Serena Simeoli, a Humanitarian Aid Adviser to the Military at BHA, told ABC News that she received a termination letter on Friday night, but that it was not addressed to her and did not include her name or contract number -- so she remains "confused" about what to do.

Simeoli said her small team of some 60 employees had assisted during "sudden-onset disasters, complex emergencies," including the earthquakes in Haiti and Syria, typhoons in the Philippines, hurricanes in the Caribbean, and the conflicts in the Middle East and Ukraine.

Without BHA, "it is going to be very challenging" for the U.S. to play a meaningful role in global emergency relief, "and I think I'm a little scared to think how it might go without us," Simeoli said.

"The work that we do it matters, and we won't know how much it matters until we're presented with another catastrophic disaster," she warned.

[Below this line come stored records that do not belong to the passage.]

PR #8208, opened 2026-06-09
Add MarsBot tile placement logic

ignac8:
Next one for the MarsBot series (#8001), independent of the other open ones

Adds the tile placement rules from the automa rulebook: greeneries go next to MarsBot cities and away from human ones, cities next to existing greenery, oceans on any reserved spot, with the ocean adjacency and placement bonus tiebreakers on top. Works against any two IPlayers so the tests just use a regular two player game


src/server/automa/MarsBotTilePlacer.ts
```diff
@@ -0,0 +1,201 @@
...
+ * Ocean: Any ocean-reserved space.
+ *
+ * Tiebreakers (after type-specific rules):
+ *   1. Adjacent to as many oceans as possible.
+ *   2. Cover the most placement bonus icons.
+ *   3. Random (flip a project card, use cost to count through tied spaces).
+ */
+export class MarsBotTilePlacer {
+  constructor(
+    private readonly game: IGame,
```
kberg, line 21: I'm curious if it's possible to infer the marsbot and human player from game.players. Later.

src/server/automa/MarsBotTilePlacer.ts
```diff
@@ -0,0 +1,201 @@
...
+      return undefined;
+    }
+    // Oceans have no type-specific primary sort, go straight to tiebreakers.
+    return this.selectBestSpace(spaces, () => 0);
+  }
+
+  /** Find a space for the Neural Instance tile: not adjacent to any tiles, not on edge, not on/adjacent to reserved spaces. */
+  public findNeuralInstanceSpace(): Space | undefined {
+    const board = this.game.board;
+    const isReserved = (s: Space) => s.spaceType === SpaceType.OCEAN || s.spaceType === SpaceType.RESTRICTED;
```
kberg: You can inline this, right?

src/server/automa/MarsBotTilePlacer.ts
```diff
@@ -0,0 +1,201 @@
...
+      return tied[0].space;
+    }
+
+    // Tiebreaker 3: random using project deck card cost
+    return this.randomTiebreak(tied.map((t) => t.space));
+  }
+
+  /** Break a tie by flipping a project card and counting through spaces. */
+  private randomTiebreak(spaces: ReadonlyArray<Space>): Space {
+    const card = this.game.projectDeck.draw(this.game);
```
kberg: use `drawOrThrow`

src/server/automa/MarsBotTilePlacer.ts
```diff
@@ -0,0 +1,201 @@
...
+    const cost = card?.cost ?? 0;
+    if (card) {
+      this.game.projectDeck.discardPile.push(card);
+    }
+    const index = cost % spaces.length;
+    return spaces[index];
+  }
+
+  /** Calculate MC MarsBot gains from placement bonuses (1 MC per icon covered). */
+  public getPlacementBonusMC(space: Space): number {
```
kberg, line 167: Is this a useful method? Perhaps, if it's invoked in multiple places.

(I realize a fuller PR would help me see that, still, thank you for breaking this up.)

src/server/automa/MarsBotTilePlacer.ts
```diff
@@ -0,0 +1,201 @@
...
+    return space.bonus.length; // 1 MC per icon
+  }
+
+  /** Calculate MC MarsBot gains from ocean adjacency (2 MC per adjacent ocean). */
+  public getOceanAdjacencyMC(space: Space): number {
+    const adj = this.game.board.getAdjacentSpaces(space);
+    const oceans = adj.filter((s) => Board.isOceanSpace(s) && s.tile !== undefined).length;
```
kberg: You don't care that this is not compatible with Ares, right? I don't mind, but let's make sure then that you can't create a game with bots and Ares.

tests/automa/MarsBotTilePlacer.spec.ts
```diff
@@ -0,0 +1,146 @@
...
+      // Place two greeneries adjacent to center
+      let placed = 0;
+      for (const s of adj) {
+        if (s.tile === undefined && s.spaceType === SpaceType.LAND && placed < 2) {
+          game.simpleAddTile(marsBot, s, {tileType: TileType.GREENERY});
+          placed++;
+        }
+      }
+
+      if (placed >= 2) {
```
kberg: This test can be falsely positive. If placed is not 2, there's no assertions. Can you check the other tests accordingly, please? In this case I'd instead assert an expectation that placed is 2. Or if that's too unreliable that it's 2 or greater.

tests/automa/MarsBotTilePlacer.spec.ts
```diff
@@ -0,0 +1,146 @@
...
+
+    it('returns 0 for spaces not adjacent to oceans', () => {
+      // Find a space with no adjacent oceans
+      const space = game.board.spaces.find((s) =>
+        s.tile === undefined &&
+        s.spaceType === SpaceType.LAND &&
+        game.board.getAdjacentSpaces(s).every((adj) => adj.tile?.tileType !== TileType.OCEAN),
+      );
+      if (space) {
+        expect(tilePlacer.getOceanAdjacencyMC(space)).to.eq(0);
```
kberg: See my comment below about false positives. In this case, you can just remove the conditional and use `space!`. `!` isn't allowed in production code, but is allowed in tests.

kberg (changes requested):
The tests are not great. Interesting miss that the tests can run without asserting anything.

src/server/automa/MarsBotTilePlacer.ts
```diff
@@ -0,0 +1,201 @@
...
+  public findGreenerySpace(): Space | undefined {
+    const board = this.game.board;
+    const spaces = board.getAvailableSpacesForGreenery(this.marsBot);
+    if (spaces.length === 0) {
+      return undefined;
+    }
+
+    return this.selectBestSpace(spaces, (space) => {
+      const adj = board.getAdjacentSpaces(space);
+      const marsBotCities = adj.filter((s) => s.player === this.marsBot && Board.isCitySpace(s)).length;
```
kberg: Almost everywhere just use Board.ownedBy(this.marsBot) or Board.ownedBy(this.humanPlayer).

src/server/automa/MarsBotTilePlacer.ts
```diff
@@ -0,0 +1,201 @@
...
+    if (spaces.length === 1) {
+      return spaces[0];
+    }
+
+    const board = this.game.board;
+
+    const scored = spaces.map((space) => ({
+      space,
+      primary: primaryScore(space),
+      adjacentOceans: board.getAdjacentSpaces(space).filter((s) => Board.isOceanSpace(s) && s.tile !== undefined).length,
```
kberg: Remove s.tile !== undefined beause if it's an ocean space it's alrady got a tile. `isOceanSpace` misrepresents what it actually does, which is, that it has a tile that can represent an ocean. It's leftover from early coding and I haven't done the churn to rename it.

src/server/automa/MarsBotTilePlacer.ts
kberg: Simplify to 

```
const cities = adj.filter(Board.isCitySpace);
const botCities = cities.filter(Board.ownedBy(this.marsBot));
const humanCities = cities.filter(Board.ownedBy(this.humanPlayer));

...
```

src/server/automa/MarsBotTilePlacer.ts
```diff
@@ -0,0 +1,201 @@
...
+    primaryScore: (space: Space) => number,
+  ): Space | undefined {
+    if (spaces.length === 0) {
+      return undefined;
+    }
+    if (spaces.length === 1) {
+      return spaces[0];
+    }
+
+    const board = this.game.board;
```
kberg: No need for this local variable

src/server/automa/MarsBotTilePlacer.ts
```diff
@@ -0,0 +1,201 @@
...
+      return adj.filter((s) => Board.isGreenerySpace(s)).length;
+    });
+  }
+
+  /** Find the best space for MarsBot to place a city adjacent to ≥2 greenery/ocean tiles (B05). */
+  public findExpediteConstructionCitySpace(): Space | undefined {
+    const board = this.game.board;
+    const spaces = board.getAvailableSpacesForCity(this.marsBot);
+    const eligible = spaces.filter((space) => {
+      const adj = board.getAdjacentSpaces(space);
```
kberg: This algorithm is repeated within findExpediteConstructionCitySpace twice.

tests/automa/MarsBotTilePlacer.spec.ts
kberg, line 1: Do you ever test tiebreakers?

src/server/automa/MarsBotTilePlacer.ts
ignac8: Took your version.

src/server/automa/MarsBotTilePlacer.ts
ignac8: Removed, here and in getOceanAdjacencyMC. There's a test now for an ocean-reserved space with no tile on it paying 0, so the meaning of isOceanSpace is pinned if anyone is tempted to re-add the check.

src/server/automa/MarsBotTilePlacer.ts
ignac8: Dropped.

src/server/automa/MarsBotTilePlacer.ts
ignac8: One scorer now, used for both the filter and the sort.

src/server/automa/MarsBotTilePlacer.ts
ignac8: Inlined. The second use, `isReserved(space)` on the candidate itself, turned out to be dead: getAvailableSpacesOnLand only returns LAND spaces, so a candidate can never be ocean-reserved or restricted. With that gone there is one use left and it reads fine inline.

src/server/automa/MarsBotTilePlacer.ts
ignac8: Done, and the card goes through `projectDeck.discard` now instead of being pushed onto discardPile.

src/server/automa/MarsBotTilePlacer.ts
ignac8: Nine call sites once the rest of the bot lands: every tile the turn resolver and the bonus card resolver place pays placement M€ this way. Two of them want the halves separately, which is why those stayed public.

src/server/automa/MarsBotTilePlacer.ts
ignac8: Right, it isn't Ares-aware. Bot games can't turn Ares on: AutomaGameSetup.sanitizeGameOptions force-disables it, along with the Moon, Pathfinders, CEOs, Star Wars, underworld, community cards and the solar phase. That file comes in a later PR.

src/server/automa/MarsBotTilePlacer.ts
ignac8: Left for later as you suggested. The bot's player hangs off the automa hooks, so it should be small.

tests/automa/MarsBotTilePlacer.spec.ts
ignac8: Caught something real: six tests could run without asserting anything. Every conditional is gone. I also checked the new ones bite by breaking the implementation four ways, dropping the greenery preference, each of the two tiebreakers, and the expedite threshold. The threshold survived at first, because my "returns undefined" case used an empty board where a threshold of 1 also finds nothing, so there is now a case with exactly one greenery.

tests/automa/MarsBotTilePlacer.spec.ts
ignac8: Done.

tests/automa/MarsBotTilePlacer.spec.ts
ignac8: They weren't tested. Added the adjacent-ocean and bonus-icon tiebreaks, using findGreenerySpace on a board where the bot owns nothing so every candidate ties on the primary score, plus one showing a project card is drawn and discarded when spaces are still tied.

src/server/automa/MarsBotTilePlacer.ts
```diff
@@ -32,11 +32,11 @@ export class MarsBotTilePlacer {
     }
 
     return this.selectBestSpace(spaces, (space) => {
-      const adj = board.getAdjacentSpaces(space);
-      const marsBotCities = adj.filter((s) => s.player === this.marsBot && Board.isCitySpace(s)).length;
-      const humanCities = adj.filter((s) => s.player === this.humanPlayer && Board.isCitySpace(s)).length;
+      const cities = board.getAdjacentSpaces(space).filter(Board.isCitySpace);
```
kberg, line 35: The .length was fine, I didn't mean literally. But this is also fine.

tests/automa/MarsBotTilePlacer.spec.ts
```diff
@@ -17,130 +19,127 @@ describe('MarsBotTilePlacer', () => {
...
     });
 
-    it('returns undefined when no ocean spaces available', () => {
-      // Fill all ocean spaces
-      const oceanSpaces = game.board.getAvailableSpacesForOcean(marsBot);
-      for (const s of oceanSpaces) {
-        game.simpleAddTile(marsBot, s, {tileType: TileType.OCEAN});
+    it('returns undefined once every ocean space is taken', () => {
+      for (const space of game.board.getAvailableSpacesForOcean(marsBot)) {
+        game.simpleAddTile(marsBot, space, {tileType: TileType.OCEAN});
```
kberg: TestingUtils has maxOutOceans.

tests/automa/MarsBotTilePlacer.spec.ts
```diff
@@ -17,130 +19,127 @@ describe('MarsBotTilePlacer', () => {
...
       }
-      const space = tilePlacer.findOceanSpace();
-      expect(space).to.be.undefined;
+      expect(tilePlacer.findOceanSpace()).is.undefined;
```
kberg: Prefer cast(x, undefined) to expect(x).is.undefined.

When cast fails, it prints out a more useful message. Apply throughout.

tests/automa/MarsBotTilePlacer.spec.ts
```diff
@@ -17,130 +19,127 @@ describe('MarsBotTilePlacer', () => {
...
-        const adj = game.board.getAdjacentSpaces(citySpace);
-        const adjacentGreenery = adj.filter((s) => s.tile?.tileType === TileType.GREENERY);
-        // The chosen space should be adjacent to greenery (or at least the best available)
-        expect(adjacentGreenery.length).to.be.gte(0); // Basic assertion
-      }
+    it('prefers a space next to a greenery', () => {
+      game.simpleAddTile(human, inlandSpace(), {tileType: TileType.GREENERY});
+
+      const space = tilePlacer.findCitySpace();
+      expect(game.board.getAdjacentSpaces(space!).filter(Board.isGreenerySpace)).has.length(1);
```
kberg: Get the space id from inlandSpace and use .some(space.id === ...) repeating throughout

src/server/automa/MarsBotTilePlacer.ts
```diff
@@ -57,24 +57,16 @@ export class MarsBotTilePlacer {
   /** Find the best space for MarsBot to place a city adjacent to ≥2 greenery/ocean tiles (B05). */
   public findExpediteConstructionCitySpace(): Space | undefined {
```
kberg: What does expedite mean here?

tests/automa/MarsBotTilePlacer.spec.ts
```diff
@@ -17,130 +19,127 @@ describe('MarsBotTilePlacer', () => {
...
+
+    it('finds the space next to two greeneries', () => {
+      const [first, second] = game.board.getAdjacentSpaces(inlandSpace());
+      game.simpleAddTile(human, first, {tileType: TileType.GREENERY});
+      game.simpleAddTile(human, second, {tileType: TileType.GREENERY});
+
+      const space = tilePlacer.findExpediteConstructionCitySpace();
+      const adjacent = game.board.getAdjacentSpaces(space!)
+        .filter((s) => Board.isGreenerySpace(s) || Board.isOceanSpace(s));
+      expect(adjacent).has.length(2);
```
kberg: I think this is implied, but find the actual spaes and don't just count them.

tests/automa/MarsBotTilePlacer.spec.ts
```diff
@@ -17,130 +19,127 @@ describe('MarsBotTilePlacer', () => {
...
+
+      expect(tilePlacer.getOceanAdjacencyMC(neighbour)).to.eq(0);
+    });
+
+    it('adds both parts together', () => {
+      const ocean = game.board.getAvailableSpacesForOcean(marsBot)[0];
+      game.simpleAddTile(marsBot, ocean, {tileType: TileType.OCEAN});
+      const neighbour = game.board.getAdjacentSpaces(ocean).find((s) => game.board.canPlaceTile(s))!;
+
+      expect(tilePlacer.getTotalPlacementMC(neighbour)).to.eq(neighbour.bonus.length + 2);
```
kberg: assert the bonuses in the neighbor. Don't just randomly hope the test matches the neighbor's bonuses.

src/server/automa/MarsBotTilePlacer.ts
ignac8: Leaving it as is then.

tests/automa/MarsBotTilePlacer.spec.ts
ignac8: maxOutOceans stops at MAX_OCEAN_TILES, so it places 9 and leaves 3 of Tharsis's 12 ocean-reserved spaces empty. findOceanSpace still finds one of those. Passing 12 as toValue hangs instead: game.addOcean refuses the 10th ocean, getOceanSpaces().length stays at 9, and the loop never ends. Kept the explicit loop over getAvailableSpacesForOcean.

tests/automa/MarsBotTilePlacer.spec.ts
ignac8: Done, cast(x, undefined) at the three undefined checks.

tests/automa/MarsBotTilePlacer.spec.ts
ignac8: Done. The tests capture the space they set up and assert the result sits next to it by id.

src/server/automa/MarsBotTilePlacer.ts
ignac8: It is the Expedited Construction bonus card (B05). The method was missing the d. Renamed to findExpeditedConstructionCitySpace, and the comment names the card now.

tests/automa/MarsBotTilePlacer.spec.ts
ignac8: Done. It asserts the returned space is adjacent to both greeneries the test placed, by id.

tests/automa/MarsBotTilePlacer.spec.ts
ignac8: The neighbour it happened to pick had no bonus icons at all, so "adds both parts together" was asserting 0 + 2. The placement M€ tests now name their spaces and assert the bonuses: ocean on 04, two steel icons on 03, so the total is a literal 4.

tests/automa/MarsBotTilePlacer.spec.ts
kberg: Oh good point. Thanks.

src/server/automa/MarsBotTilePlacer.ts
kberg: As you can see I don't know the expansion. Eventually it shouldn't matter you an expect understanding of the expansion.

tests/automa/MarsBotTilePlacer.spec.ts
kberg: Oh that's funny

kberg (approved):
I made a commit with just a couple of minor churn things. Also you'll note I added a TODO to move inlandSpcae to TestingUtils, that looks super useful.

Recently fired U.S. Agency for International Development (USAID) staff react as they leave work and are applauded by former USAID staffers and supporters during a sendoff outside USAID offices in Washington, D.C., Feb. 21, 2025.
Brian Snyder/Reuters

"I've devoted so much of my life to this organization ... I would work around the clock because I believed in what we were doing," Simeoli said. "It's pretty painful to see and to be a part of what's been happening."

Another former BHA official said some colleagues reported receiving multiple termination notices, including some during the overnight hours this weekend.

That official, a former Marine, said that during his tenure with USAID he had responded to some of the world's most challenging natural disasters .

"It makes me seriously question why I dedicated my entire adult life to carrying water in the most dangerous places in the world for our government and its people," said the person, who asked not to be identified out of fear of retaliation.

Rubio wrote in a late January memo that he would grant an emergency waiver to allow USAID's humanitarian missions to continue -- but noted that the "resumption is temporary in nature."

A State Department representative did not immediately respond to a request for comment from ABC News.